Arriving at the ferry house in New York, Morgan escorted his guests to cabs. When some of them asked if they would see him at St. George's Church, he said, “Perhaps so.” But after driving his daughter Louisa Satterlee to the West Shore ferry so that she could proceed to Highland Falls, he then went on by cab, not to St. George's, but posthaste to his Library. No.
219 was not open, for Mrs. Morgan was at Cragston, so he expected to have to live at a hotel for the next few days. But Herbert Satterlee, hearing from Louisa of her father's fears, set out at once from Highland Falls for New York to open up the Satterlee house, the big stone house just east of the Library. It was there that Morgan would sleep during the next few nights—when there was time for sleep.

But he was not thinking of that now, as, like a general arriving at the headquarters of a beleaguered army, he climbed the steps of the Library and entered its massive doors.

3

He spent the rest of that Sunday, until after midnight, studying the problem which confronted him—talking with partners and friends, with bank presidents, with trust-company heads; hearing about the demoralized condition of the Stock Exchange, the widespread calling of loans, the runs on bank after bank; looking at financial statements; listening to the appeals of men who wanted him to lend cash to this institution or that. His own banking house was secure—or rather, would be secure unless everything went. What concerned him now was the general situation, the general mood of panic. Everybody seemed to look to him for leadership in averting disaster. But how could that leadership best be applied? Morgan listened, considered, played solitaire, was uncommunicative. He did not yet know what the situation demanded. Reporters took up their watch in Thirty-sixth Street outside the Library gate, and noted who arrived and who left, but there was no news. The commander of the forces of defense had not decided where or how to draw up his battle lines.

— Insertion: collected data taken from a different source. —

Issue #1283, opened 2017-06-26
Trailing Slash in Routing removed


Ragnaroek:
Action("something", func() {
		Routing(POST("/path/with/trailing/slash/"))
})

Goa seems to remove (haven't found where) to remove the trailing slash before the path is given to
httptreemux. This is bad, because we have a client that calls our endpoint with a trailing slash and does not follow redirect. The redirect to the non slash version is automatically done by httptreemux. I need to have the reverse: the non-slash version redirects to the slash version.

raphael:
https://github.com/goadesign/goa/blob/master/design/definitions.go#L766 and https://github.com/goadesign/goa/blob/master/design/definitions.go#L781 is where the paths are  computed. The algorithm uses `path.Join` which removes the trailing slashes.  It would probably be OK if `FullPath` added back the trailing slash if there was one originally. I'd be happy to merge a PR that did that...

Ragnaroek:
Oh well, I looked at the code but didn't see that!
I will try to make a PR today.

raphael:
Thank you for the PR!, closing the issue.

PR #2530, opened 2020-04-13
v3: Fix trailing slash in routing removed

ikawaha:
The routing trailing slash problem fixed in v1 seems to be occurring again in v3.
This patch fixes it in the same way as v1.

see also. https://github.com/goadesign/goa/issues/1283

### DIFF
--- a/expr/http_endpoint.go
+++ b/expr/http_endpoint.go
@@ -887,6 +887,9 @@ func (r *RouteExpr) FullPaths() []string {
 	res := make([]string, len(bases))
 	for i, b := range bases {
 		res[i] = httppath.Clean(path.Join(b, r.Path))
+		if strings.HasSuffix(r.Path, "/") {
+			res[i] += "/"
+		}
 	}
 	return res
 }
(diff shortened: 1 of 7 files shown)


raphael:
Great, thank you! Can you please also back-port to v2, thanks!

trestletech:
Is the handling here different for POST requests? I'm seeing 

My design is:

```
		HTTP(func() {
			POST("/blah/")
			Response(StatusOK)
		})
```

but I'm seeing:

```
[srvrapi] 21:50:27 id=oEcoo0o3 req=POST /blah/ from=172.17.0.1
[srvrapi] 21:50:27 id=oEcoo0o3 status=301 bytes=0 time=143.6µs
[srvrapi] 21:50:27 id=SUOWXrMt req=GET /blah from=172.17.0.1
[srvrapi] 21:50:27 id=SUOWXrMt status=405 bytes=0 time=68.5µs
```

(where the 405 indicates that the GET call to that path is invalid). I tried updating to the latest commit using `go get -u goa.design/goa/v3@4064ab219b39e4741ec61a06f62b6ba5906ffae0` but still see this behavior.

trestletech:
Just confirmed that if I add the trailing slash back into `mux.Handle("POST", "/learnr", f)` in the generated `server.go`, it starts working for me.

Did I fail to update to the right version, or is this bug still open for POST requests?

trestletech:
Oops. I think I was forgetting to rerun generate. Once I did that, I think we're back online. Thanks for the fix and sorry for the false alarm!

PR #2531, opened 2020-04-13
v2: Fix trailing slash in routing removed

ikawaha:
This is the backporting of #2530 to v2.

* Fix trailing slash in routing removed
* Exclude when the path is the root
* Fix a test


raphael:
Thank you!

PR #2532, opened 2020-04-14
V3: Fix generated endpoints when using SkipRequestBodyEncodeDecode with BasicAuth

achow-flexera:
Fixed using incorrect type on the generated endpoints when using SkipRequestBodyEncodeDecode() with BasicAuth. 

@raphael and @nitinmohan87, 
When I added a test for JWTAuth, it returned
`HTTP endpoint request body must be empty when using SkipRequestBodyEncodeDecode but not all method payload attributes are mapped to headers and params`

Just want to verify if other authentication types are supported?

### DIFF
--- a/codegen/service/security_test.go
+++ b/codegen/service/security_test.go
@@ -78,7 +78,6 @@ func TestSecureWithSkipRequestBodyEncodeDecode(t *testing.T) {
 		Code string
 	}{
 		{"with-basicauth", testdata.EndpointWithBasicAuthAndSkipRequestBodyEncodeDecodeDSL, testdata.EndpointWithBasicAuthAndSkipRequestBodyEncodeDecodeCode},
-		//{"with-jwtauth", testdata.EndpointWithJWTAuthAndSkipRequestBodyEncodeDecodeDSL, ""},
 	}
 	for _, c := range cases {
 		t.Run(c.Name, func(t *testing.T) {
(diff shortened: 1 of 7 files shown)


codegen/service/security_test.go
```diff
@@ -70,3 +70,31 @@ func TestSecureEndpoint(t *testing.T) {
...
 }
+
+func TestSecureWithSkipRequestBodyEncodeDecode(t *testing.T) {
+	cases := []struct {
+		Name string
+		DSL  func()
+		Code string
+	}{
+		{"with-basicauth", testdata.EndpointWithBasicAuthAndSkipRequestBodyEncodeDecodeDSL, testdata.EndpointWithBasicAuthAndSkipRequestBodyEncodeDecodeCode},
+		//{"with-jwtauth", testdata.EndpointWithJWTAuthAndSkipRequestBodyEncodeDecodeDSL, ""},
```
raphael: Can you please remove this commented out line? thank you!

raphael:
Looks great, thank you for the fix! Can you please rebase on top of the latest v3 so the build passes?

raphael:
Also I'm taking a look at the JWT use case - I believe Goa should be able to tell that JWT uses HTTP headers and therefore should not produce this validation error.

raphael:
Update: the issue with JWT should now be fixed. Please rebase with the latest `v3` to get the fix, thank you!

codegen/service/security_test.go
achow-flexera: Done

raphael:
Thank you! Can you please backport this to `v2` as well? thanks!

PR #2533, opened 2020-04-14
Fix build status badge to show only event=push

tchssk:
The build status badge should not be affected by pull requests.


raphael:
Makes sense - I fixed the build in v3, can you rebase this PR on top so the build passes? thank you!

raphael:
Thank you!

PR #2551, opened 2020-05-07
Fail validation if HTTP request body is non-empty in a streaming endpoint

nitinmohan87:


raphael:
I see that we still allow having both `Payload` and `StreamingPayload` for endpoints. What is the semantic? should these be exclusive?

nitinmohan87:
In websocket protocol, an initial GET request is sent from the client to initiate upgrade to websocket connection. We will be passing the attributes `Payload` in that GET request as headers/params. Once the connection is upgraded server-side, client sends the `StreamingPayload` type through the websocket.

raphael:
Makes sense, thank you! Can you please back-port this to `v2` as well? thanks!

PR #2563, opened 2020-05-21
Set bearer in client request encode

nitinmohan87:
HTTP client didn't encode Authorization header with Bearer scheme for JWT and OAuth2 by default. This is because, we computed scheme data from the Method requirements instead of endpoint requirements. We modify the endpoint scheme in the [HTTP endpoint finalize](https://github.com/goadesign/goa/blob/v3/expr/http_endpoint.go#L600-L633) to include "Authorization" scheme name.

This PR fixes how we compute requirement data for HTTP endpoints.


raphael:
Thank you! Can you please back-port the fix to v2? thanks!

PR #2566, opened 2020-06-01
Enable ContentType DSL for HTTP error responses

tchssk:
Now It seems `ContentType` DSL is disabled for HTTP error responses. This patch enables `ContentType` DSL for HTTP error responses.


raphael:
This is great, thank you! Can you please back-port to `v2` as well? thanks!

PR #2568, opened 2020-06-02
Lower camel case conversion

nitinmohan87:


raphael:
Thank you! can you please back-port to v2 as well?

PR #2596, opened 2020-06-16
"struct:error:name" and "struct:field:name" not work together

mrsndmn:
Following code 
```go
var Result = ResultType("application/vnd.goa.error", func() {
    Attribute("error", String, func() {
        Meta("struct:error:name")
        Meta("struct:field:name", "ErrorCode")
    })
    Required("error")
})
```
Generated code:
```go
type GoaError struct {
    ErrorCode string
}

// Error returns an error description.
func (e *GoaError) Error() string {
    return ""
}

// ErrorName returns "GoaError".
func (e *GoaError) ErrorName() string {
    return e.Error
}

```
This code won't be compiled:
```
cannot use e.Error (type func() string) as type string in return argument
```

See full example of DSL and generated code in tests below.

### DIFF
--- a/codegen/service/service.go
+++ b/codegen/service/service.go
@@ -173,7 +173,7 @@ func errorName(et *UserTypeData) string {
 	if obj != nil {
 		for _, att := range *obj {
 			if _, ok := att.Attribute.Meta["struct:error:name"]; ok {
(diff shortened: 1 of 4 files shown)


raphael:
Good catch! thank you. Can you please back-port to the `v2` branch as well? (simply cherry-pick the merge commit).

PR #2597, opened 2020-06-16
"struct:error:name" and "struct:field:name" not work together (v2 back-port)

mrsndmn:
Back-port of https://github.com/goadesign/goa/pull/2596 for `v2`


raphael:
Thank you!

PR #2603, opened 2020-07-05
Fix graceful shutdown

shunyy:
Fixed invalid context value  passing to `context.WithTimeout`  for graceful-shutdown.

Current generated example of graceful-shutdown is calling `context.WithTimeout` with already closed context, because of that server shutdown immediately. I don't think it is intentional behavior, so fixed with passing `context.Background` to `context.WithTimeout`

### explanation
```golang
<-ctx.Done() // Closed!!

ctx, cancel := context.WithTimeout(ctx, 30*time.Second) // already closed ctx 😢 
defer cancel()

srv.Shutdown(ctx) // does not wait for timeout as intended
```

changes to examples can be reviewed in: https://github.com/goadesign/examples/pull/71


raphael:
Whoops, thank you so much! great catch.

raphael:
Would you mind back-porting this fix to v2 please? simply cherry-pick the merge commit - thank you!

PR #2604, opened 2020-07-05
Add SIGTERM handling

shunyy:
Current generated(goa example) code states that it supports SIGINT and SIGTERM for graceful shutdown.

>	// Setup interrupt handler. This optional step configures the process so
>	// that SIGINT and SIGTERM signals cause the services to stop gracefully.

But it actually support only SIGINT, not SIGTERM. 
I think it is better to support SIGTERM for better support of kubernetes or ECS (and so on...) container lifecycle.


raphael:
Makes sense, thank you. Please back-port to v2 as well, thanks again!

PR #3750, opened 2025-08-01
Apply modernize

tchssk:
https://pkg.go.dev/golang.org/x/tools/gopls@v0.20.0/internal/analysis/modernize


raphael:
This is great, thank you!

PR #3794, opened 2025-09-05
grpc/cli: fix usage format with % in examples

raphael:
Avoid raw fmt.Fprintf with %[1]s and raw backtick blocks when example text includes percent signs; use Fprint + Fprintf to prevent format parsing errors in generated CLI.


raphael:
superseded by #3795

PR #3826, opened 2025-10-20
Add `allowEmptyValue` overwrite

danidomi:
right now it's not possible to add `AllowEmptyValues` if configured the following which end up with errors when using swagger

```go
Method("fruits", func() {
		Description("Lists of fruits")
		Payload(func() {
			Field(1, "fruits", ArrayOf(String, func() {
				AllowEmptyValue(true)
				Enum(
					"orange",
					"banana",
					"kiwi",
				)
			}), func() {
				Description("awe some fruits")
				MaxLength(10)
			})
```

swagger-ui error when calling 

```
{
  "name": "invalid_enum_value",
  "id": "X0Le_P7U",
  "message": "value of fruits[*] must be one of \"orange\", \"banana\", \"kiwi\" but got value \"\"",
  "temporary": false,
  "timeout": false,
  "fault": false
}
```


raphael:
Makes sense, I am wondering if instead of adding extra DSL, we could make it work by simply adding the empty value to the enum? In general a high level goal is to keep the DSL surface as small as possible to make it easier for newcomers (and experienced users) to learn / remember what's possible.

raphael:
Thanks for the report and the PR. I'm going to close this one to keep the DSL surface small: you can get the behavior you want today by adding the empty string to the enum, e.g. `Enum("", "orange", "banana", "kiwi")`. That accepts the empty value at runtime and documents it in the OpenAPI spec, whereas the `allowEmptyValue` flag alone would only change the spec while the generated validation still rejected `""`.

Issue #3828, opened 2025-10-27
Sending `null` values in arrays that are required causes a panic


leonore:
If you declare something like this:
```go
var Item = Type("Item", func() {
	Attribute("id", String, "ID of the item", func() {
		Example("item-1234")
	})
	Attribute("name", String, "Name of the item", func() {
		Example("Example Item")
	})
	Attribute("description", String, "Description of the item", func() {
		Example("This is an example item.")
	})
	
	Required("id", "name", "description")
})

var Payload = Type("Payload", func() {
	Attribute("items", ArrayOf(Item))
	Required("items")
})
```

And then spend a payload with an array with a null item:
```
{"items": [null]}
```

We've noticed you get a nil pointer dereference from the generated `unmarshalPayloadRequestBodyToPayload` function, as goa assumes each array item is an object.

The expected behaviour would be
1. Goa should not panic, it should return an array with nils (i.e. it's up to the API handler to handle this)
2. There should be a validation rule that makes it possible to specify that elements in an array cannot be nil

raphael:
Thanks for opening the issue!

* #3830 prevents the panic
* #3834 introduces a new DSL `ArrayOfRequired` which makes it possible to define arrays that must not include nil elements

PR #3834, opened 2025-10-30
Enhance array validation: add support for non-nullable Array elements

raphael:
- Introduced `ArrayOfRequired` function to create array types that disallow null elements.
- Updated validation logic to check for non-nullable elements in arrays during validation.
- Added new test cases to cover scenarios involving required arrays with non-nullable elements.
- Updated golden files to reflect changes in validation behavior.

This change improves the robustness of array validation in the code generation process.

**DSL design considerations** 
In general we try to avoid introducing new DSL functions to limit the language surface. In this case the considered alternatives ended up being worse:
- Introducing a `NonNilItem` or such validation introduces new DSL anyway and is less convenient to use (would have to be in the Array sub-DSL).
- reusing the `Required` keyword with a special marker introduces a new DSL (the marker) or with no argument makes it inconsistent and confusing to implement (also less convenient to use)

All in all `ArrayOfRequired` does not seem to add too much cognitive load and allows for a more natural DSL.

### DIFF
--- a/codegen/templates/validation/array.go.tpl
+++ b/codegen/templates/validation/array.go.tpl
@@ -1,3 +1,10 @@
 for _, e := range {{ .target }} {
+{{- if .nonNullableElems }}
+	if e == nil {
+		err = goa.MergeErrors(err, goa.MissingFieldError("{{ .context }}", "[*]"))
+	}
+{{- end }}
+{{- if .validation }}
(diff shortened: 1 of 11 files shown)


raphael:
See https://github.com/goadesign/goa/issues/3828

PR #3841, opened 2025-11-10
Performance: optimise file writes

isaacseymour:
tl;dr: make codegen much faster through parallel writing of files, and writing each file's contents once.

---

We have a _very large_ API design, with over 100 services, which generates almost 3k files with `goa generate`. As our API has grown, running `goa gen` has got really slow.

There's three changes in this PR:
1. Emit `[TIMING]` logs when `--debug` is passed - this makes finding bottlenecks _much_ easier
2. Use a worker pool to write files: parallelising this makes it significantly faster (~3x)
3. Only write files once they are finalized - i.e. tidying up imports with an in-memory copy of the file, before persisting it at the end.

This cut the time on that stage for us from ~52s to ~10s 🎉

### DIFF
--- a/codegen/generator/generate.go
+++ b/codegen/generator/generate.go
@@ -1,9 +1,13 @@
 package generator
 
 import (
+	"fmt"
 	"os"
 	"path/filepath"
+	"runtime"
 	"sort"
+	"sync"
+	"time"
 
 	"goa.design/goa/v3/codegen"
 	"goa.design/goa/v3/eval"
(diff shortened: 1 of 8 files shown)


codegen/generator/generate.go
```diff
@@ -65,58 +80,167 @@ func Generate(dir, cmd string) (outputs []string, err1 error) {
...
+		if err != nil {
+			return nil, err
+		}
+		if debug {
+			fmt.Fprintf(os.Stderr, "[TIMING]     [generate] Stage 4: Run pre-generation plugins took %v\n", time.Since(start))
+		}
 	}
 
 	// 5. Generate initial set of files produced by goa code generators.
+	// NOTE: Parallelization causes infinite recursion in AsObject() for circular type references
```
isaacseymour, line 116: I'm going to try to find time to work on this problem in the next couple weeks ideally. This stage is now the slowest (~20s), but parallelising is fiddly due to circular references.

expr/random.go
```diff
@@ -69,10 +70,13 @@ func NewRandom(seed string) *ExampleGenerator {
 type ExampleGenerator struct {
 	Randomizer
 	seen map[string]*any
+	mu   sync.RWMutex
```
isaacseymour, line 73: While this isn't essential right now, I think it's sensible to add locks around map operations to avoid panics in future!

raphael:
This is awesome, thank you for the great work! Just one thing that might be nice before we can merge: would it be possible to add a few tests for the new concurrent part of the code?

isaacseymour:
I've added some tests that hit the "generate lots of files" code, but they don't _directly_ test the concurrency (although I have run them with `-race` successfully!)

Was there anything else you were thinking of @raphael ?

raphael:
Nope all good, - merged it in this PR (had to rebase): https://github.com/goadesign/goa/pull/3852
It will be part of v3.23.0 - thank you!

PR #3852, opened 2025-11-26
Performance: optimise file writes

raphael:
tl;dr: make codegen much faster through parallel writing of files, and writing each file's contents once.

We have a very large API design, with over 100 services, which generates almost 3k files with goa generate. As our API has grown, running goa gen has got really slow.

There's three changes in this PR:

Emit [TIMING] logs when --debug is passed - this makes finding bottlenecks much easier
Use a worker pool to write files: parallelising this makes it significantly faster (~3x)
Only write files once they are finalized - i.e. tidying up imports with an in-memory copy of the file, before persisting it at the end.
This cut the time on that stage for us from ~52s to ~10s 🎉

Thank you @isaacseymour !

### DIFF
--- a/cmd/goa/gen.go
+++ b/cmd/goa/gen.go
@@ -13,6 +13,7 @@ import (
 	"runtime"
 	"strconv"
 	"strings"
+	"time"
 
 	"goa.design/goa/v3/codegen"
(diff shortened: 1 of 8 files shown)


raphael:
Supersedes #3841

PR #3857, opened 2025-12-13
grpc/codegen: allow overriding proto json_name

ilCollez:
## Summary
- extend the DSL with `Meta("proto:tag:json", ...)` so designers can override the `json_name` emitted in generated protobuf definitions
- plumb the metadata through `grpc/codegen/protobuf.go`, emitting `[json_name = "..."]` on both regular fields and oneof members when present
- update the DSL documentation to mention the new metadata key and add unit tests that cover the option for structs and oneofs

## Motivation
Some downstream consumers rely on protobuf JSON descriptors whose field names must diverge from the default lower_snake_case. Prior to this change there was no way to control the descriptor in Goa-generated protos without patching the generated files. The new metadata brings parity with the existing struct-tag overrides and keeps designs self-contained.

## Example
DSL:
```go
var Item = Type("Item", func() {
    Field(1, "ID", String, func() {
        Meta("proto:tag:json", "identifier")
    })
})
```

Generated `.proto` fragment
```proto
message Item {
    string id = 1 [json_name = "identifier"];
}
```

Generated Go struct (`.pb.go`)
```go
type Item struct {
    Id string `protobuf:"bytes,1,opt,name=id,proto3" json:"identifier,omitempty"`
}
```

### DIFF
--- a/dsl/meta.go
+++ b/dsl/meta.go
@@ -130,6 +130,15 @@ const DefaultProtoc = expr.DefaultProtoc
 //	    })
 //	})
 //
+// - "proto:tag:json" sets the JSON name emitted in the generated protobuf
+//   field option. Applicable to attributes only.
+//
+//	var MyType = Type("MyType", func() {
+//	    Field(1, "id", String, func() {
+//	        Meta("proto:tag:json", "identifier")
+//	    })
+//	})
+//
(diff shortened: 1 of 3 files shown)


raphael:
Looks great, thank you!

PR #3868, opened 2025-12-18
grpc/codegen: use google.protobuf.Value instead of Any for Goa's Any …

ilCollez:
## Summary

Changes the gRPC transport mapping for Goa's `Any` type from `google.protobuf.Any` (with JSON marshaling) to `google.protobuf.Value` (direct conversion via `structpb.NewValue()`).

## Motivation

The previous implementation was semantically incorrect and inefficient:
- `google.protobuf.Any` is designed for wrapping typed messages with type URLs
- Required JSON marshaling/unmarshaling for dynamic values
- `google.protobuf.Value` is purpose-built for JSON-like dynamic values (null, number, string, bool, struct, list)

## Changes

**Code Generation:**
- protobuf.go: Map `Any` to `google.protobuf.Value` / `*structpb.Value`
- protobuf_transform.go: Use `structpb.NewValue()` for Go→Proto, `AsInterface()` for Proto→Go
- service_data.go: Import `google/protobuf/struct.proto`
- client_types.go, server_types.go: Auto-add `fmt` and `structpb` imports

**Behavior:**
- Go `nil` → `structpb.NewNullValue()` (protobuf null)
- Conversion errors trigger panic (indicates unsupported type bug)

**Documentation:**
- types.go: Updated `Any` type comment
- FAQ.md: Rewritten Any type section

## Benefits

- **Semantic correctness**: Using the right protobuf type for dynamic values
- **Better performance**: No JSON marshaling overhead
- **Simpler code**: Direct conversion instead of wrapper logic
- **Clear error handling**: Panics on programming errors

## Testing

- Updated unit tests in `grpc/codegen/*_test.go`
- Updated golden files to match new generated code
- All tests pass: `make`, `make test`, `make integration-test`

### DIFF
--- a/grpc/codegen/protobuf_transform.go
+++ b/grpc/codegen/protobuf_transform.go
@@ -679,32 +679,22 @@ func convertType(src, tgt *expr.AttributeExpr, srcPtr bool, tgtPtr bool, srcVar 
 	return convertPrimitiveFromProto(src, tgt, srcPtr, tgtPtr, srcVar, ta)
 }
 
-const convertGoAnyToProtobufAnyFunc = `func() *anypb.Any {
+const convertGoAnyToProtobufValueFunc = `func() *structpb.Value {
+	// Convert Go any to protobuf Value directly
 	if %s == nil {
-		return nil
+		return structpb.NewNullValue()
 	}
-	// Convert Go any to protobuf Any using JSON marshaling
-	if jsonData, err := json.Marshal(%s); err == nil {
-		if data, err := anypb.New(&structpb.Value{
-			Kind: &structpb.Value_StringValue{StringValue: string(jsonData)},
-		}); err == nil {
-			return data
-		}
+	value, err := structpb.NewValue(%s)
+	if err != nil {
+		panic(fmt.Sprintf("failed to convert value to structpb.Value: %%v", err))
 	}
-	return nil
+	return value
 }()`
 
-const convertProtobufAnyToGoAnyFunc = `func() any {
+const convertProtobufValueToGoAnyFunc = `func() any {
+	// Convert protobuf Value to Go any directly
 	if %s != nil {
-		var value structpb.Value
-		if err := %s.UnmarshalTo(&value); err == nil {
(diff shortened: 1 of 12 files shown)


grpc/codegen/protobuf_transform.go
```diff
@@ -679,32 +679,22 @@ func convertType(src, tgt *expr.AttributeExpr, srcPtr bool, tgtPtr bool, srcVar
...
-	// Convert Go any to protobuf Any using JSON marshaling
-	if jsonData, err := json.Marshal(%s); err == nil {
-		if data, err := anypb.New(&structpb.Value{
-			Kind: &structpb.Value_StringValue{StringValue: string(jsonData)},
-		}); err == nil {
-			return data
-		}
+	value, err := structpb.NewValue(%s)
+	if err != nil {
+		panic(fmt.Sprintf("failed to convert value to structpb.Value: %%v", err))
```
raphael, line 689: We probably shouldn't panic in runtime code unless it's a bug which in this case I'm not sure we can guarantee given that the value is dynamic?

raphael (commented):
This looks great, thank you for the contribution. I left a comment that would be good to address before we can merge.

grpc/codegen/protobuf_transform.go
ilCollez: This panic would only trigger if a programmer using the library tries to convert something that’s not JSON-serializable. Since the data comes from the client and is already JSON-deserializable, it shouldn’t happen with normal client data. It’s meant to catch programming errors. If this panics raises, it means they’re using the library wrong, not that there’s bad runtime data.

My only reason for this approach is that I wanted to make these errors explicit rather than silently creating undefined behavior that would need debugging later. But I get the concern about panics in library code, I'll happy to switch to returning an error instead if you prefer.

Since you’re the maintainer, it’s your call. What do you think?

raphael: Yeah that makes sense, the data was serialized so is guaranteed to be unserializable if the code is used as intended. Thanks for the clarification.

PR #3871, opened 2026-01-11
feat: added oneof:type:field and oneof:value:field support to OneOf union

akhilmhdh:
## Context

This PR implements to customize the keys for the  new oneOf union change for goa. Previously the keys were hardcoded as `type` and `value`. 

Example
```json
{ "type": "sql-database", "value":  {  } }
```

But the problem with this is - some APIs may not be following this same exact format. Example
```json
{ "kind": "", "payload": {} }
```

This PR will allow customization of these keys and also if not provided will keep the default keys as `type` and `value`.

Example
```go
OneOf("Shape", func() {
    Meta("oneof:type:field", "kinda")
    Meta("oneof:value:field", "payload")
    Attribute("Circle", Int)
})
```

### DIFF
--- a/codegen/service/service_data.go
+++ b/codegen/service/service_data.go
@@ -430,6 +430,10 @@ type (
 		// Loc defines the file and Go package of the union type if overridden via
 		// Meta. When nil the type is generated in the default service file.
 		Loc *codegen.Location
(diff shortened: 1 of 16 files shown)


raphael:
This is great, thank you!

PR #3879, opened 2026-01-30
Fixed http client code generator

abocim:
This PR fixes a bug we have hit within http client code generator.

In case two or more Methods using `Payload(ArrayOf(...))` are defined, generator generates _HTTP request body builder_ function for the first of defined Method only _(client/types.go file)_.

Bug can be reproduced using new added unit test.

**Goa design code:**
```go
       var PayloadA = Type("PayloadA", func() {
               Attribute("a", String, func() {
                       Pattern("patterna")
               })
       })
       var PayloadB = Type("PayloadB", func() {
               Attribute("a", String, func() {
                       Pattern("patterna")
               })  
               Attribute("b", String, func() {
                       Pattern("patternb")
               })  
               Required("a", "b")
       })  
       Service("ServiceMultipleMethods", func() {
               Method("MethodA", func() {
                       Payload(ArrayOf(PayloadA))
                       HTTP(func() {
                               POST("/")
                       })
               })
               Method("MethodB", func() {
                       Payload(ArrayOf(PayloadB))
                       HTTP(func() {
                               PUT("/")
                       })
               })
       })
```

**Bug is located in `http/codegen/client_types.go: func clientType`:**
In this function there is incorrectly used `data.Name` attribute for already seen payload types. Attribute is always set to `"array"` value regardless of real payload type.

**Fix:**
Using of `data.Ref` attribute instead, the problem is solved. Since its value corresponds to the real type of Payload `"[]*PayloadARequestBody"` resp. `"[]*PayloadBRequestBody"`. The code for the both `func NewPayloadARequestBody()` and `func NewPayloadBRequestBody()` is properly generated.

### DIFF
--- a/http/codegen/client_body_types_test.go
+++ b/http/codegen/client_body_types_test.go
@@ -2,12 +2,12 @@ package codegen
 
 import (
 	"bytes"
-	"goa.design/goa/v3/codegen/testutil"
 	"testing"
 
 	"github.com/stretchr/testify/require"
 
 	"goa.design/goa/v3/codegen"
+	"goa.design/goa/v3/codegen/testutil"
 	"goa.design/goa/v3/http/codegen/testdata"
 )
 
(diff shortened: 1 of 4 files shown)


raphael:
Nice catch! thanks for the nice PR.

abocim:
I'm sorry for failed checks before. I updated the source a little.
Now, the both unit tests and integreation tests are passing ok.

raphael:
No worries, thanks for the fix!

The next morning—Monday October 21—Morgan made a first move. He asked Satterlee to get in touch with some able young bankers—such as Thomas W. Joyce of the House of Morgan, Richard Trimble of the Steel Corporation, Henry P. Davison of the First National Bank (subsequently a Morgan partner), and Benjamin Strong of the Bankers Trust Company (subsequently head of the Federal Reserve Bank of New York)—who could go about and assemble figures and facts for him, and if necessary could make rapid examinations of the condition of a bank which applied for aid. Then he went downtown. Among the banks which appeared to be headed
for trouble was a very big trust company, the Knickerbocker, whose fine main office was conspicuously situated at what was then the chief crossroads of the city, the corner of Fifth Avenue and Thirty-fourth Street, opposite the grand brick-and-sandstone pile of the Waldorf-Astoria. Some of the Knickerbocker's funds were said to have been dubiously invested and depositors were beginning to draw out their cash. After banking hours a committee of the Knickerbocker's directors came to see Morgan. They reported that because the name of the popular and amiable president of the Knickerbocker, Charles T. Barney, had been too closely linked in the public mind with those of Heinze and Morse, they had called for Barney's resignation. That very afternoon the National Bank of Commerce, which customarily cleared checks for the Knickerbocker, had sent word that it would do so no longer. The committee appealed to Morgan for help for the bank.